Bicara soal fasilitas, memang nggak banyak yang ditawarkan oleh RedDoorz Plus near Exit Toll Pasteur 2 atau Sekar Arum Boutique Guesthouse. Ada banyak ruang publik yang bisa dimanfaatkan untuk ngobrol atau bersantai. Di dekat resepsionis pun ada ruang keluarga dengan televisi. Di dekatnya ada meja makan untuk enam orang. Layout furnitur dan interiornya homy banget. Beneran, rasanya kayak tinggal di rumah sendiri. Ada juga dapur, tapi saya nggak ke sana karena ketika saya intip, staf guest house pada diamnya di sana. Breakfast disajikan di ruang makan, tetapi ketika tamu sedang banyak, saya rasa tamu bisa makan di ruang keluarga sambil nonton televisi, atau mungkin di teras depan. Ya, beneran deh rasanya kayak tinggal di rumah sendiri! Nyaman dan hangat!

IMG_20190816_142146

IMG_20190816_142049

IMG_20190816_142033

IMG_20190816_142317

IMG_20190816_142211

Di sisi timur ruang keluarga, ada koridor menuju kamar-kamar lainnya di lantai satu. Di depan koridor ini juga ada satu set meja dan kursi kopi bergaya antik, serta kolam ikan yang menjadi elemen air di ruang publik ini. Tangga menuju lantai dua berada tepat di depan kamar saya.
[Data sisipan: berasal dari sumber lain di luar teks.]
PR #2596, opened 2017-11-21
Add button to create service key in GcpLocalRunTab

chanseokoh:
- The button is enabled only when a project is selected.
- Maybe we can move the button right to "Browse...".
- The file is saved to the user's home. (We can think about the location.) The name is "app-engine-default-service-account-key-<project name>.json". If a file with the same name exists, it won't attempt to create a new button and show an error message.
- If created successful, the input field is filled with the created file. A decor message explain what has happened.
selection_007
- I've mulled over how I can show an error message effective. I decided to show it as a decor message too:
selection_003
selection_005


plugins/com.google.cloud.tools.eclipse.appengine.localserver/src/com/google/cloud/tools/eclipse/appengine/localserver/messages.properties
```diff
@@ -48,3 +49,6 @@ project.filter.hint=Filter projects by name or ID
 error.file.does.not.exist={0} does not exist.
 error.is.a.directory={0} is a directory.
 error.is.not.readable={0} is not readable.
+service.key.created=A service key for the App Engine default service account created and set:\n{0}
```
elharo: "Created a service account key for the App Engine app default service account"
(same language as Pantheon)

plugins/com.google.cloud.tools.eclipse.appengine.localserver/src/com/google/cloud/tools/eclipse/appengine/localserver/messages.properties
```diff
@@ -48,3 +49,6 @@ project.filter.hint=Filter projects by name or ID
...
+service.key.already.exists=Failed to create a service account key. A file already exists:\n{0}
```
elharo: Could not create service account key because the file already exists:

plugins/com.google.cloud.tools.eclipse.appengine.localserver/src/com/google/cloud/tools/eclipse/appengine/localserver/ui/GcpLocalRunTab.java
```diff
@@ -358,4 +395,64 @@ static String getAttribute(ILaunchConfiguration configuration,
       return emptyMap;
     }
   }
+
+  @VisibleForTesting
+  Path getServiceAccountKeyPath() {
+    Preconditions.checkState(!projectSelector.getSelection().isEmpty());
+
+    String projectId = projectSelector.getSelectProjectId();
+    String filename = "app-engine-default-service-account-key-" //$NON-NLS-1$
```
elharo: I wonder if we should make our own dot directory in home. What do you think?

plugins/com.google.cloud.tools.eclipse.appengine.localserver/src/com/google/cloud/tools/eclipse/appengine/localserver/ui/GcpLocalRunTab.java
```diff
@@ -358,4 +395,64 @@ static String getAttribute(ILaunchConfiguration configuration,
...
+        + projectId + ".json"; //$NON-NLS-1$
+    return Paths.get(System.getProperty("user.home")).resolve(filename); //$NON-NLS-1$
+  }
+
+  @VisibleForTesting
+  void createServiceAccountKey(Path keyFile) {
```
elharo: This logic should probably be separated from the UI classes.

plugins/com.google.cloud.tools.eclipse.appengine.localserver/src/com/google/cloud/tools/eclipse/appengine/localserver/ui/GcpLocalRunTab.java
chanseokoh: Can't really think of a good name, when considering this is not specific to our plugin and potentially may contain non-App Engine service accounts in the future.

I also feel unsure trying to hide it (dot directory) is better, as this is an important file.

elharo: I think cluttering the user's home directory is a bad idea. dot directories are pretty standard for this sort of thing on Linux and not uncommon on Mac OS X. Not sure about Windows. Maybe we can ask around for suggestions.

elharo: Crazy idea: what if we generated new keys for each local run and deleted them when we're done?

chanseokoh: > Crazy idea: what if we generated new keys for each local run and deleted them when we're done?

We will need give some thoughts to make this robust in case a run does not stop cleanly, not to litter the key space. There seems to be a hard limit on the number of keys (about 8~10) per service account.

briandealwis: We could store this in the workspace plugin state location (e.g., `<workspace>/.metadata/.plugins/com.google.cloud.tools.eclipse.xxx`).  Or in the Eclipse configuration directory, which is shared across workspaces (`org.eclipse.core.runtime.Platform#getConfigurationLocation()` is the easiest accessor).

If we're thinking of a non-Eclipse location, typical OS-specific locations are:
  - on MacOS: `${user.home}/Library/Application Support/<appName>`
  - on Linux: `${XDG_DATA_HOME}/<appName>` since it's a data file (?) which defaults to `${user.home}/.local/share` according to [XDG](https://specifications.freedesktop.org/basedir-spec/basedir-spec-latest.html); alternatively we could use `${XDG_CONFIG_HOME}` if we think of this more as a config file
  - on Windows: `${LOCALAPPDATA}/<appName>` [source](http://environmentvariables.org/LocalAppData)

plugins/com.google.cloud.tools.eclipse.appengine.localserver/src/com/google/cloud/tools/eclipse/appengine/localserver/ui/GcpLocalRunTab.java
```diff
@@ -98,15 +115,18 @@
   private boolean activated;
 
   public GcpLocalRunTab(EnvironmentTab environmentTab) {
-    this(environmentTab, PlatformUI.getWorkbench().getService(IGoogleLoginService.class),
+    this(environmentTab,
+        PlatformUI.getWorkbench().getService(IGoogleLoginService.class),
+        PlatformUI.getWorkbench().getService(IGoogleApiFactory.class),
         new ProjectRepository(PlatformUI.getWorkbench().getService(IGoogleApiFactory.class)));
```
briandealwis: I wonder if we should push this service-fetching into the tab group.

plugins/com.google.cloud.tools.eclipse.appengine.localserver/src/com/google/cloud/tools/eclipse/appengine/localserver/ui/GcpLocalRunTab.java
```diff
@@ -206,14 +229,28 @@ public void modifyText(ModifyEvent event) {
     String[] filterExtensions = new String[] {"*.json"}; //$NON-NLS-1$
     browse.addSelectionListener(new FileFieldSetter(serviceKeyInput, filterExtensions));
 
+    serviceKeyDecoration = new ControlDecoration(serviceKeyInput, SWT.LEAD | SWT.TOP);
+    serviceKeyDecoration.hide();
+
+    createServiceKey = new Button(composite, SWT.NONE);
```
briandealwis: Would it be worth having a hover on this button to explain that it creates a new App Engine service account key, same as what the app will be executed on App Engine?  Just in case they have multiple service accounts…

plugins/com.google.cloud.tools.eclipse.appengine.localserver/src/com/google/cloud/tools/eclipse/appengine/localserver/ui/GcpLocalRunTab.java
```diff
@@ -206,14 +229,28 @@ public void modifyText(ModifyEvent event) {
...
+    createServiceKey.setText(Messages.getString("create.new.service.key")); //$NON-NLS-1$
+    createServiceKey.addSelectionListener(new SelectionAdapter() {
+      @Override
+      public void widgetSelected(SelectionEvent event) {
+        createServiceAccountKey(getServiceAccountKeyPath());
```
briandealwis: Should wrap in a `getLaunchConfigurationDialog().run()`.

plugins/com.google.cloud.tools.eclipse.appengine.localserver/src/com/google/cloud/tools/eclipse/appengine/localserver/ui/GcpLocalRunTab.java
```diff
@@ -358,4 +395,64 @@ static String getAttribute(ILaunchConfiguration configuration,
...
+
+    } catch (IOException e) {
+      logger.log(Level.SEVERE, e.getMessage(), e);
+      String message = Messages.getString("cannot.create.service.key",  //$NON-NLS-1$
+          e.getLocalizedMessage());
+      showServiceKeyDecorationMessage(message, true /* errorImage */);
+    }
+  }
+
+  private void showServiceKeyDecorationMessage(String message, boolean errorImage) {
```
briandealwis: s/errorImage/isError/?

plugins/com.google.cloud.tools.eclipse.googleapis/.classpath
```diff
@@ -10,6 +10,7 @@
 	<classpathentry exported="true" kind="lib" path="lib/google-api-services-compute-v1-rev160-1.23.0.jar"/>
 	<classpathentry exported="true" kind="lib" path="lib/google-api-services-dataflow-v1b3-rev219-1.23.0.jar"/>
 	<classpathentry exported="true" kind="lib" path="lib/google-api-services-datastore-v1-rev34-1.23.0.jar"/>
+	<classpathentry exported="true" kind="lib" path="lib/google-api-services-iam-v1-rev222-1.23.0.jar"/>
```
briandealwis: Did you move this?  Just wondering if there was a reason.

plugins/com.google.cloud.tools.eclipse.appengine.localserver/src/com/google/cloud/tools/eclipse/appengine/localserver/ui/GcpLocalRunTab.java
chanseokoh: Good idea. Personally, I think all of the controls in this UI needs more explanation.

plugins/com.google.cloud.tools.eclipse.googleapis/.classpath
chanseokoh: Yeah, I noticed there are in an alphabetical order.

plugins/com.google.cloud.tools.eclipse.appengine.localserver/src/com/google/cloud/tools/eclipse/appengine/localserver/ui/GcpLocalRunTab.java
chanseokoh: Good idea. I think a `BusyIndicator` will work fine. This is a one API call, and we have very short timeouts set.

plugins/com.google.cloud.tools.eclipse.appengine.localserver/src/com/google/cloud/tools/eclipse/appengine/localserver/ui/GcpLocalRunTab.java
chanseokoh: Thought about that, and my thinking has been that, if a class surely knows how to get something, why pass the burden of acquiring it to callers, unless there is a merit (there doesn't seem to me)? I may be wrong, but this is a UI class, so I thought `PlatformUI.getWorkbench()` must always succeed. (Otherwise, how one could possibly show a UI tab?)

plugins/com.google.cloud.tools.eclipse.appengine.localserver/src/com/google/cloud/tools/eclipse/appengine/localserver/ui/GcpLocalRunTab.java
chanseokoh: Discussed this for a while with @elharo. The Eclipse configuration directory seems a workable option now.

chanseokoh:
Still doing some testing.

chanseokoh:
Moved the button next to the "Browse..." button. Things work well.

selection_008

plugins/com.google.cloud.tools.eclipse.appengine.localserver/src/com/google/cloud/tools/eclipse/appengine/localserver/ui/GcpLocalRunTab.java
briandealwis: The downside is that it makes and bakes in an assumption about where these instances are from.  So it's kinda-injected, but not quite.  Anyways, this is done elsewhere in the code and it's something that can be tackled later.

plugins/com.google.cloud.tools.eclipse.appengine.localserver/src/com/google/cloud/tools/eclipse/appengine/localserver/ui/GcpLocalRunTab.java
```diff
@@ -403,7 +406,7 @@ Path getServiceAccountKeyPath() {
     String projectId = projectSelector.getSelectProjectId();
     String filename = "app-engine-default-service-account-key-" //$NON-NLS-1$
         + projectId + ".json"; //$NON-NLS-1$
-    return Paths.get(System.getProperty("user.home")).resolve(filename); //$NON-NLS-1$
+    return Paths.get(Platform.getConfigurationLocation().getURL().getPath()).resolve(filename);
```
briandealwis: The convention seems to be to create a directory to hold files, usually reverse-DNS-based or bundle symbolic name. Since we could generate non-AppEngine keys, perhaps just `com.google.cloud.tools.eclipse`?

plugins/com.google.cloud.tools.eclipse.appengine.localserver/src/com/google/cloud/tools/eclipse/appengine/localserver/ui/GcpLocalRunTab.java
```diff
@@ -234,24 +231,30 @@ public void modifyText(ModifyEvent event) {
...
+    createServiceKey.setToolTipText(
+        Messages.getString("create.new.service.key.tooltip")); //$NON-NLS-1$
     createServiceKey.addSelectionListener(new SelectionAdapter() {
       @Override
       public void widgetSelected(SelectionEvent event) {
-        createServiceAccountKey(getServiceAccountKeyPath());
+        BusyIndicator.showWhile(createServiceKey.getDisplay(), new Runnable() {
+          @Override
+          public void run() {
+            createServiceAccountKey(getServiceAccountKeyPath());
```
briandealwis: What if they've provided a path in the text?  Should we use it?

plugins/com.google.cloud.tools.eclipse.appengine.localserver/src/com/google/cloud/tools/eclipse/appengine/localserver/ui/GcpLocalRunTab.java
chanseokoh: `Platform.getConfigurationLocation()` already gives `.metadata/.plugins/org.eclipse.pde.core/pde-junit/`.

plugins/com.google.cloud.tools.eclipse.appengine.localserver/src/com/google/cloud/tools/eclipse/appengine/localserver/ui/GcpLocalRunTab.java
chanseokoh: We'll need a slightly different UI if we do that. We may think about it later.

plugins/com.google.cloud.tools.eclipse.appengine.localserver/src/com/google/cloud/tools/eclipse/appengine/localserver/ui/GcpLocalRunTab.java
chanseokoh: Oh, wait. That was in a testing.

chanseokoh: I think it'll still be under `org.eclipse.pde.core`.

briandealwis: It will be the same as the `osgi.configuration.area` property.  In my IDE instance, for example (_Help > About > Configuration_), it's `file:/usr/local/installs/e4-dev/Eclipse.app/Contents/Eclipse/configuration/`.

briandealwis: And for completeness, the contents:
```
$ ls -1 /usr/local/installs/e4-dev/Eclipse.app/Contents/Eclipse/configuration/
config.ini
org.eclipse.core.runtime/
org.eclipse.e4.ui.css.swt.theme/
org.eclipse.equinox.app/
org.eclipse.equinox.simpleconfigurator/
org.eclipse.equinox.source/
org.eclipse.help.base/
org.eclipse.oomph.setup/
org.eclipse.osgi/
org.eclipse.ui.intro.universal/
org.eclipse.update/
org.eclipse.wst.server.discovery/
```

briandealwis: It *might* be worth putting project keys in project-specific directories, rather than encoding the project ID in the file name.  We may create other project-specific files and this would be a place to put them?

chanseokoh: Updated to create a key under `com.google.cloud.tools.eclipse`.

I'm sticking to putting a project ID in a filename rather than creating a directory. I think it's possible directories are YAGNI.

Melangkah keluar bangunan utama guesthouse, ada halaman depan yang cukup luas dan digunakan sebagai area parkir tamu. Ada ayunan di ujung teras, dan di dekatnya, ada kandang ayam hias. Staf guest house bilang bahwa pemilik memang pelihara ayam hias yang sengaja dibiarkan berkeliaran dan, uniknya, nggak kabur ke luar pagar! Oh ya, ayam-ayam ini juga kelihatannya jinak. Waktu saya dekati, dia nggak mencoba ngejar atau patuk. Such gentle chickens.

IMG_20190816_141833

IMG_20190816_141925

IMG_20190816_142003

IMG_20190816_142250

Beralih ke lantai dua, dari segi suasana nggak jauh beda dengan atmosfer di lantai satu. Furnitur-furnitur kayu antik mewarnai sudut-sudut ruangan. Ada juga tanaman hias yang bikin ruang publik terasa ijo royo-royo, dan tentunya masih dengan dinding bata ekspos yang membangun suasana hangat dan homy.

IMG_20190816_142449

IMG_20190816_142435

IMG_20190816_142518

IMG_20190816_142559

Untuk properti bintang tiga, minimnya fasilitas umum memang jadi sesuatu yang disayangkan. Informasi kelas hotel ini saya dapatkan dari halaman Tripadvisor-nya Sekar Arum Guesthouse dan halaman Agoda-nya RedDoorz Plus near Exit Toll Pasteur 2. Namun, kembali lagi sih. Dengan konsep guesthouse, saya rasa keterbatasan fasilitas mungkin terbayar oleh kenyamanan menginap dan desain interior yang Insta-worthynostalgic dan nyaman.

Lokasi

Berada di lingkungan kampus, RedDoorz Plus near Exit Toll Pasteur 2 dikelilingi banyak banget tempat makan mahasiswa. Di depan properti sendiri ada beberapa warung makan yang bisa dikunjungi sebagai opsi makan murah. Jalan kaki sekitar 5 menit, kita sudah sampai di Jalan Surya Sumantri yang menawarkan lebih banyak tempat makan dan kafe.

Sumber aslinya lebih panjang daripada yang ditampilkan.